* **EXERCISE DESCRIPTION**
Give back every line of the material exactly, as it appears below.

* **PROVIDED ENTRIES**
Issue #3541, opened 2025-07-21
Add lifecycle hook when the client goes active


GuillaumeRx:
From conversations around the snap doing state updates while the client is inactive it was requested that we provide a way to trigger an update when the client switches from idle to active. Create a lifecycle hook that catches that.

PR #3542, opened 2025-07-21
feat: Add `onActive` and `onInactive` lifecycle hooks

Mrtenz:
This adds support for the `onActive` and `onInactive` lifecycle hooks. It's accomplished by exposing a new `setActive` action in the Snap controller, which should be called by the clients when the active status changes.

Related to #3541.

### DIFF
--- a/packages/examples/packages/lifecycle-hooks/src/index.tsx
+++ b/packages/examples/packages/lifecycle-hooks/src/index.tsx
@@ -1,4 +1,5 @@
 import type {
+  OnActiveHandler,
   OnInstallHandler,
   OnStartHandler,
   OnUpdateHandler,
@@ -82,6 +83,46 @@ export const onUpdate: OnUpdateHandler = async () => {
           </Text>
         </Box>
       ),
+    },
+  });
+};
+
+/**
+ * Handle activation of the client. This handler is called when the client is
+ * activated, and can be used to perform any initialization that is required.
+ *
+ * This handler is optional.
+ *
+ * @see https://docs.metamask.io/snaps/reference/entry-points/#onactive
+ * @returns The JSON-RPC response.
+ */
+export const onActive: OnActiveHandler = async () => {
+  return await snap.request({
+    method: 'snap_notify',
+    params: {
+      type: 'inApp',
+      message:
+        'The client was activated, and the "onActive" handler was called.',
+    },
+  });
+};
+
+/**
+ * Handle deactivation of the client. This handler is called when the client
+ * is deactivated, and can be used to perform any cleanup that is required.
+ *
+ * This handler is optional.
+ *
+ * @see https://docs.metamask.io/snaps/reference/entry-points/#oninactive
+ * @returns The JSON-RPC response.
+ */
+export const onInactive = async () => {
+  return await snap.request({
+    method: 'snap_notify',
+    params: {
+      type: 'inApp',
+      message:
+        'The client was deactivated, and the "onInactive" handler was called.',
     },
   });
 };
--- a/packages/snaps-controllers/src/snaps/SnapController.ts
+++ b/packages/snaps-controllers/src/snaps/SnapController.ts
@@ -479,6 +479,11 @@ export type IsMinimumPlatformVersion = {
   handler: SnapController['isMinimumPlatformVersion'];
 };
 
+export type SetActive = {
+  type: `${typeof controllerName}:setActive`;
+  handler: SnapController['setActive'];
+};
+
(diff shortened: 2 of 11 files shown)


packages/snaps-controllers/src/snaps/SnapController.ts
```diff
@@ -3713,6 +3703,20 @@ export class SnapController extends BaseController<
     }
   }
 
+  /**
+   * Set the active state of the client. This will trigger the `onActive` or
+   * `onInactive` lifecycle hooks for all Snaps.
+   *
+   * @param active - A boolean indicating whether the client is active or not.
+   */
+  setActive(active: boolean) {
```
Mrtenz: This seems to be the easiest solution given that at least the extension doesn't seem to emit any events when the active status changes. I'm open to other suggestions though.

https://github.com/MetaMask/metamask-extension/blob/6e6be317110039c50f85d2768d24e9c81f3f395b/app/scripts/metamask-controller.js#L8585-L8592

packages/snaps-sdk/src/types/handlers/lifecycle.ts
```diff
@@ -50,3 +50,29 @@ export type OnUpdateHandler = LifecycleEventHandler;
  * @param args.origin - The origin that triggered the lifecycle event hook.
  */
 export type OnStartHandler = LifecycleEventHandler;
+
+/**
+ * The `onActive` handler. This is called when the Snap becomes active.
```
GuillaumeRx:
```suggestion
 * The `onActive` handler. This is called when the client becomes active.
```
It's not really true that this is called when the Snap becomes active

packages/snaps-sdk/src/types/handlers/lifecycle.ts
```diff
@@ -50,3 +50,29 @@ export type OnUpdateHandler = LifecycleEventHandler;
...
+ *
+ * This type is an alias for {@link LifecycleEventHandler}.
+ *
+ * @param args - The request arguments.
+ * @param args.origin - The origin that triggered the lifecycle event hook.
+ */
+export type OnActiveHandler = LifecycleEventHandler;
+
+/**
+ * The `onInactive` handler. This is called when the Snap becomes inactive.
```
GuillaumeRx:
```suggestion
 * The `onInactive` handler. This is called when the client becomes inactive.
```

packages/snaps-sdk/src/types/handlers/lifecycle.ts
Mrtenz: Wrote this too quickly 😅

packages/examples/packages/lifecycle-hooks/src/index.tsx
```diff
@@ -85,3 +86,43 @@ export const onUpdate: OnUpdateHandler = async () => {
...
+ * activated, and can be used to perform any initialization that is required.
+ *
+ * This handler is optional.
+ *
+ * @see https://docs.metamask.io/snaps/reference/entry-points/#onactive
+ * @returns The JSON-RPC response.
+ */
+export const onActive: OnActiveHandler = async () => {
+  return await snap.request({
+    method: 'snap_notify',
```
GuillaumeRx, line 101: Do we have notifications on the mobile side ? I'm worried that we will not be able to introduce a E2E if it's not available

packages/snaps-controllers/src/snaps/SnapController.ts
```diff
@@ -479,6 +479,11 @@ export type IsMinimumPlatformVersion = {
   handler: SnapController['isMinimumPlatformVersion'];
 };
 
+export type SetActive = {
+  type: `${typeof controllerName}:setActive`;
```
GuillaumeRx: What about calling it `setClientActive` rather than `setActive` ?

GuillaumeRx (changes requested):

packages/examples/packages/lifecycle-hooks/src/index.tsx
Mrtenz: Doesn't seem to be implemented 😕

https://github.com/MetaMask/metamask-mobile/blob/60361c21a80fe101062afa3d2e9eb668767b1e21/app/core/Engine/Engine.ts#L780-L787

Do you have a better suggestion? I don't think dialogs would work well here either.

GuillaumeRx: I just verified and it seems to exist. Let's use notifications :)

GuillaumeRx (approved):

* **RESULT FOR THIS TASK**
Issue #3541, opened 2025-07-21
Add lifecycle hook when the client goes active


GuillaumeRx:
From conversations around the snap doing state updates while the client is inactive it was requested that we provide a way to trigger an update when the client switches from idle to active. Create a lifecycle hook that catches that.

PR #3542, opened 2025-07-21
feat: Add `onActive` and `onInactive` lifecycle hooks

Mrtenz:
This adds support for the `onActive` and `onInactive` lifecycle hooks. It's accomplished by exposing a new `setActive` action in the Snap controller, which should be called by the clients when the active status changes.

Related to #3541.

### DIFF
--- a/packages/examples/packages/lifecycle-hooks/src/index.tsx
+++ b/packages/examples/packages/lifecycle-hooks/src/index.tsx
@@ -1,4 +1,5 @@
 import type {
+  OnActiveHandler,
   OnInstallHandler,
   OnStartHandler,
   OnUpdateHandler,
@@ -82,6 +83,46 @@ export const onUpdate: OnUpdateHandler = async () => {
           </Text>
         </Box>
       ),
+    },
+  });
+};
+
+/**
+ * Handle activation of the client. This handler is called when the client is
+ * activated, and can be used to perform any initialization that is required.
+ *
+ * This handler is optional.
+ *
+ * @see https://docs.metamask.io/snaps/reference/entry-points/#onactive
+ * @returns The JSON-RPC response.
+ */
+export const onActive: OnActiveHandler = async () => {
+  return await snap.request({
+    method: 'snap_notify',
+    params: {
+      type: 'inApp',
+      message:
+        'The client was activated, and the "onActive" handler was called.',
+    },
+  });
+};
+
+/**
+ * Handle deactivation of the client. This handler is called when the client
+ * is deactivated, and can be used to perform any cleanup that is required.
+ *
+ * This handler is optional.
+ *
+ * @see https://docs.metamask.io/snaps/reference/entry-points/#oninactive
+ * @returns The JSON-RPC response.
+ */
+export const onInactive = async () => {
+  return await snap.request({
+    method: 'snap_notify',
+    params: {
+      type: 'inApp',
+      message:
+        'The client was deactivated, and the "onInactive" handler was called.',
     },
   });
 };
--- a/packages/snaps-controllers/src/snaps/SnapController.ts
+++ b/packages/snaps-controllers/src/snaps/SnapController.ts
@@ -479,6 +479,11 @@ export type IsMinimumPlatformVersion = {
   handler: SnapController['isMinimumPlatformVersion'];
 };
 
+export type SetActive = {
+  type: `${typeof controllerName}:setActive`;
+  handler: SnapController['setActive'];
+};
+
(diff shortened: 2 of 11 files shown)


packages/snaps-controllers/src/snaps/SnapController.ts
```diff
@@ -3713,6 +3703,20 @@ export class SnapController extends BaseController<
     }
   }
 
+  /**
+   * Set the active state of the client. This will trigger the `onActive` or
+   * `onInactive` lifecycle hooks for all Snaps.
+   *
+   * @param active - A boolean indicating whether the client is active or not.
+   */
+  setActive(active: boolean) {
```
Mrtenz: This seems to be the easiest solution given that at least the extension doesn't seem to emit any events when the active status changes. I'm open to other suggestions though.

https://github.com/MetaMask/metamask-extension/blob/6e6be317110039c50f85d2768d24e9c81f3f395b/app/scripts/metamask-controller.js#L8585-L8592

packages/snaps-sdk/src/types/handlers/lifecycle.ts
```diff
@@ -50,3 +50,29 @@ export type OnUpdateHandler = LifecycleEventHandler;
  * @param args.origin - The origin that triggered the lifecycle event hook.
  */
 export type OnStartHandler = LifecycleEventHandler;
+
+/**
+ * The `onActive` handler. This is called when the Snap becomes active.
```
GuillaumeRx:
```suggestion
 * The `onActive` handler. This is called when the client becomes active.
```
It's not really true that this is called when the Snap becomes active

packages/snaps-sdk/src/types/handlers/lifecycle.ts
```diff
@@ -50,3 +50,29 @@ export type OnUpdateHandler = LifecycleEventHandler;
...
+ *
+ * This type is an alias for {@link LifecycleEventHandler}.
+ *
+ * @param args - The request arguments.
+ * @param args.origin - The origin that triggered the lifecycle event hook.
+ */
+export type OnActiveHandler = LifecycleEventHandler;
+
+/**
+ * The `onInactive` handler. This is called when the Snap becomes inactive.
```
GuillaumeRx:
```suggestion
 * The `onInactive` handler. This is called when the client becomes inactive.
```

packages/snaps-sdk/src/types/handlers/lifecycle.ts
Mrtenz: Wrote this too quickly 😅

packages/examples/packages/lifecycle-hooks/src/index.tsx
```diff
@@ -85,3 +86,43 @@ export const onUpdate: OnUpdateHandler = async () => {
...
+ * activated, and can be used to perform any initialization that is required.
+ *
+ * This handler is optional.
+ *
+ * @see https://docs.metamask.io/snaps/reference/entry-points/#onactive
+ * @returns The JSON-RPC response.
+ */
+export const onActive: OnActiveHandler = async () => {
+  return await snap.request({
+    method: 'snap_notify',
```
GuillaumeRx, line 101: Do we have notifications on the mobile side ? I'm worried that we will not be able to introduce a E2E if it's not available

packages/snaps-controllers/src/snaps/SnapController.ts
```diff
@@ -479,6 +479,11 @@ export type IsMinimumPlatformVersion = {
   handler: SnapController['isMinimumPlatformVersion'];
 };
 
+export type SetActive = {
+  type: `${typeof controllerName}:setActive`;
```
GuillaumeRx: What about calling it `setClientActive` rather than `setActive` ?

GuillaumeRx (changes requested):

packages/examples/packages/lifecycle-hooks/src/index.tsx
Mrtenz: Doesn't seem to be implemented 😕

https://github.com/MetaMask/metamask-mobile/blob/60361c21a80fe101062afa3d2e9eb668767b1e21/app/core/Engine/Engine.ts#L780-L787

Do you have a better suggestion? I don't think dialogs would work well here either.

GuillaumeRx: I just verified and it seems to exist. Let's use notifications :)

GuillaumeRx (approved):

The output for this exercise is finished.